Glycogen is a molecular polymer of glucose (a polysaccharide) used to store energy, and is important for maintaining glucose homeostasis in the blood, as well as for providing energy for skeletal muscle and cardiac muscle contraction. Molecules of glucose are linked into linear chains by α-1,4-glycosidic bonds. Additionally, branches of glucose are formed off of the chain by α-1,6-glycosidic bonds. 2 molecules of glucose are joined into an α-1,4-glycosidic bonds by an enzyme known as glycogen synthase. This bond may be broken by glycogen phosphorylase when the body wishes to break down glycogen into glucose for energy. Glycogen branching enzyme is responsible for the required α-1,6-glycosidic bonds needed to start a branch off of these linear chains.
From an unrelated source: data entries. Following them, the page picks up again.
PR #3332, opened 2026-09-02
[Test] Failing test for missing include_usage on replay-eligible streaming dispatch

dorota-memex:
Related #3331

## Purpose

This PR is a draft that documents the bug in #3331 and gives whoever picks it up a red test to start from after issue is accepted.

## Test Plan

Two tests in `pkg/extproc`, both running a request through `prepareProtocolRequest` and `encodeDispatchRequest`, the same code production dispatch uses.

- `TestExtProcDispatchForcesIncludeUsageOnReplayEligibleStream`: a streaming Chat request without `stream_options` stays replay-eligible, and the dispatch body reaches the backend without the forced `include_usage`. Fails on main by design; this is the bug.
- `TestExtProcDispatchPreservesReplayWhenClientRequestsUsage`: when the client already asked for usage, byte replay is preserved. Passes today, and guards the optimization for any future fix.

The failing test also pins two side contracts: the dispatch body stays valid Chat Completions JSON (it is decoded back through the codec engine), and forcing the flag never leaks into the retained client preference.

## Test Result

`go test ./pkg/extproc/` on this branch: the first test fails (expected red until a fix lands), the second passes, the rest of the suite is unaffected.

---
<details>
<summary>Semantic Router PR Checklist</summary>

- [x] PR title begins with exactly one bracketed category, such as `[Feature]`, `[Bug]`, `[Docs]`, `[Test]`, `[Research]`, `[Community]`, or `[CI/Build]`
- [x] The title does not stack prefixes such as `[Router][Docs]`; affected modules belong in labels and the PR body
- [ ] The PR links an `accepted` issue with exactly one owner: one `wg/*` label for project work or `owner/maintainers` for repository governance
- [x] Commits in this PR are signed off with `git commit -s`
- [x] The Purpose, Test Plan, and Test Result sections reflect the actual scope, commands, and blockers for this change

</details>

See [CONTRIBUTING.md](../CONTRIBUTING.md) for the full contributor workflow and commit guidance.

PR #3368, opened 2026-09-02
[Bug] Retire the replay claim when forcing include_usage on dispatch

### LINKED ISSUE #3331: [Bug] Byte-replay bypasses forced include_usage; streamed usage goes unrecorded
### Proposed Workgroup

Data Plane & Networking

### Describe the bug

The router forces `stream_options.include_usage: true` on streaming Chat Completions requests so it can observe authoritative token usage. The flag is set on a copy of the request without bumping its `Generation` counter. When nothing else has modified the request, the byte-replay optimization concludes the original client bytes can be forwarded unchanged, and the flag never reaches the backend. The backend then emits no usage chunk, and the router records no usage for the request. No warning or fallback is logged.

This happens on ordinary traffic. A request replays when nothing mutates it: the requested model name equals the upstream model id, the stream flag already matches, no memory injection or context compression applies, the body fits the envelope bound, and the formats match. An OpenAI SDK streaming call with a pinned model and default settings qualifies, since SDKs do not set `stream_options` unless asked.

Code path: the injection is in `src/semantic-router/pkg/extproc/processor_protocol_contract.go:184-191`; `EncodeRequest` returns the original bytes when `CanReplay` passes (`pkg/protocolcodec/codec_openai_chat_encode.go:11-13`, `pkg/llmprotocol/policy.go:139`). The comment above the injection says "The Router always asks Chat backends for the final usage chunk so accounting observes authoritative tokens"; the replay path falsifies "always".

### To Reproduce

1. Configure a model whose public name equals its upstream model id, backed by an OpenAI-format backend. Enable streaming SSE logging on the backend (or use a mock that logs request bodies verbatim).
2. Send `POST /v1/chat/completions` with `"stream": true`, no `stream_options`, and a distinctive formatting quirk in the JSON (irregular spacing, unusual key order).
3. The backend receives the body byte-identical, quirk preserved, proving replay; `stream_options` is absent; the backend emits no usage chunk.
4. Router side: no `llm_usage` log line for the request, and the `llm_model_prompt_tokens_total` / `llm_model_completion_tokens_total` series for the model are never populated. No warning is logged.
5. Control: repeat with a model alias that maps to a different upstream id. The model rewrite invalidates replay, the re-encoded body carries `"stream_options":{"include_usage":true}`, the usage chunk flows, and `llm_usage` plus the token metrics appear.

### Expected behavior

Streaming Chat dispatch always requests the final usage chunk, as the code comment states, regardless of whether the body is replayed or re-encoded. Usage settlement then records authoritative tokens for replayed requests exactly as for re-encoded ones.

The client-facing side needs no change: the router already strips the forced usage chunk from the client stream when the client did not ask for it (verified in the control), so fixing the injection does not leak anything to clients.

### Impact

Token accounting and cost metrics silently undercount. Requests affected by this bug meter zero tokens: the per-model token counters on the router's metrics endpoint stay empty, `llm_usage` records are missing, and anything built on them (cost dashboards, pricing settlement, capacity planning) sees a gap with no signal that data is missing. Clients are unaffected, which is why the loss is easy to miss.

### Additional context

Fix shape: force the flag and bump `Generation` only when the request does not already carry `stream_options.include_usage: true`. When the client already asked for usage, nothing changes and byte-replay stays valid, since the flag is in the original bytes. When the injection is actually needed, the bump invalidates replay and the re-encoded body carries the flag.

Verified on `main` @ af9437b1 (2026-09-02, router built at that commit) through a live Envoy+extproc stack with a logging mock backend.

rk9595:
Closes #3331

## Purpose

`encodeDispatchRequest` (`src/semantic-router/pkg/extproc/processor_protocol_contract.go`) forces `stream_options.include_usage` on a copy of the neutral request so accounting can observe authoritative tokens, but it never bumped `Generation`. The source envelope therefore still matched, `CanReplay` (`pkg/llmprotocol/policy.go:141`) held, and `EncodeRequest` (`pkg/protocolcodec/codec_openai_chat_encode.go:11-13`) forwarded the original client bytes. The flag never reached the backend, the backend emitted no usage chunk, the Router recorded no usage, and nothing was logged.

This hits ordinary traffic: any streaming Chat request that nothing else mutates — a pinned model whose public name equals its upstream id, default SDK settings, no `stream_options` — stays replay-eligible.

The fix bumps `Generation` when the injection actually changes the effective value, retiring the replay claim on bytes that no longer describe the dispatch request.

**The bump is deliberately conditional.** `Generation++` is the established idiom for a request mutation here (`req_filter_tools.go:59,64,85,98`, `req_filter_cache.go:394`), but doing it unconditionally would regress requests that already carry `include_usage`: they replay correctly today, and bumping their generation drops them out of the replay path and silently strips preserved unknown fields under `UnknownPreserveSameFormat` — the fidelity contract the envelope exists to hold. This matches the fix shape described in the issue's Additional context.

Owner: `wg/data-plane-networking` (issue #3331, `accepted`, assigned).

## Test Plan

Tests are taken unchanged from @dorota-memex's draft #3332, which pinned this bug before the fix existed; the commit carries a `Co-authored-by` trailer. Both drive the real `prepareProtocolRequest` → `encodeDispatchRequest` path:

- `TestExtProcDispatchForcesIncludeUsageOnReplayEligibleStream` — red on `main` by design
- `TestExtProcDispatchPreservesReplayWhenClientRequestsUsage` — green on `main`, guards the replay optimization against exactly the unconditional-bump regression

Commands:

- `go test ./pkg/extproc/` and the two tests individually, with the fix reverted and re-applied
- `make test-semantic-router`
- `make agent-dev ENV=cpu` → `make agent-serve-local ENV=cpu` → `make agent-smoke-local`
- Live stack driven with a logging mock backend on the smoke config's `backend_refs` endpoint (`host.docker.internal:8000`); `smoke-model` there has `provider_model_id: "smoke-model"`, i.e. the replay-eligible shape

## Test Result

Red-then-green confirmed by reverting `processor_protocol_contract.go` to `main` and re-running:

```
--- FAIL: TestExtProcDispatchForcesIncludeUsageOnReplayEligibleStream
    dispatch dropped the forced usage request on replay:
    {"model":"public-model","messages":[{"role":"user","content":"hello"}],"stream":true}
```

`TestExtProcDispatchPreservesReplayWhenClientRequestsUsage` passes on `main` too, so it is a real guard rather than a test that only passes with the change.

Through the live Envoy + ExtProc stack:

Client omits `stream_options` (previously silently unrecorded):

```
backend received: {"model":"smoke-model","messages":[...],"stream":true,"stream_options":{"include_usage":true}}
client stream:    no usage chunk (client preference untouched)
```

Client already asked for usage:

```
backend received: {"model":"smoke-model","stream":true,"stream_options":{"include_usage":true},"messages":[...]}
client stream:    "usage": {"prompt_tokens":7,"completion_tokens":2,"total_tokens":9}
```

The field ordering is the evidence: the first body comes back in the encoder's normalized order because it was re-encoded, the second preserves the client's original ordering because byte replay survived. `llm_completion_tokens_per_request{model="smoke-model"}` recorded both requests.

Gates: `make test-semantic-router` exit 0; `make agent-smoke-local` reports "Local smoke checks passed"; `gofmt` clean; `golangci-lint run ./pkg/extproc/...` reports the same 14 pre-existing issues as `main` with none in the changed files.

Remaining risk: the live before/after was captured green-with-fix only — the red side is the unit test plus the reporter's own live verification at `af9437b1` in the issue, not a rebuilt image on `main`. Non-Chat target formats are untouched, as is the retained client preference used for public stream rendering.


dorota-memex (commented):
Looks great! Thanks for quick turnaround on preparing a  fix for the issue.

FAUST-BENCHOU (approved):
LGTM. Making the generation bump conditional preserves replay when the client already requested usage while correctly invalidating stale source bytes when the router mutates the dispatch request.

wilsonwu (approved):
LGTM

rk9595:
The `anthropic-shim` E2E job failed on the latest run, but it looks like infrastructure rather than this change — @wilsonwu could someone with write access rerun it?

From the job's `test-report.json`: `total_tests: 0, passed_tests: 0, failed_tests: 0` with `exit_code: 1`. No tests executed. The timeline from the collected pod logs:

- harness started `12:44:48Z`
- the `semantic-router` container didn't start until `12:58:11Z` — image pull plus an unauthenticated HF model download (`Warning: You are sending unauthenticated requests to the HF Hub`)
- `startup_complete` at `12:58:47Z`
- harness gave up at `12:59:55Z`, 68s later

So the readiness wait expired while the model download was still in flight. The same job passed on both previous runs of this PR (20m12s, then again on the merged head), and the diff here only touches `encodeDispatchRequest` in `pkg/extproc`. Might be worth a longer readiness budget or a cached/authenticated model pull for that profile — it looks like it would flake for anyone whose runner is slow on the pull.

The other seven red checks are all the `Preserve stable merge-gate context` aggregate step reporting downstream of this one.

Any disruption to this system results in a glycogen storage disease. There are currently 2 subcategories of glycogen storage diseases in horses: Type 1 polysaccharide storage myopathy, glycogen branching enzyme deficiency, and Type 2 polysaccharide storage myopathy.

===Type 1 PSSM===
Type 1 PSSM is caused by an autosomal dominant genetic mutation known as GSY1. This mutation causes an up-regulation of glycogen synthase, and high levels of glycogen synthase relative to glycogen branching enzyme (GBE). This altered ratio of glycogen synthase to GBE results in glycogen molecules with long chains and few branches, making these molecules somewhat resistant to amylase breakdown on amylase-PAS (periodic acid-Schiff) stained biopsies. The GSY1 mutation is associated with altered glucose metabolism (but normal glycogen metabolism), as well as accumulation of high levels of glycogen and abnormal polysaccharide in the muscles of the horse. Additionally, some horses have been shown to have insulin sensitivity, which improves glucose uptake by muscle cells and contributes to excessive glycogen storage that is already elevated secondary to the GSY1 mutation.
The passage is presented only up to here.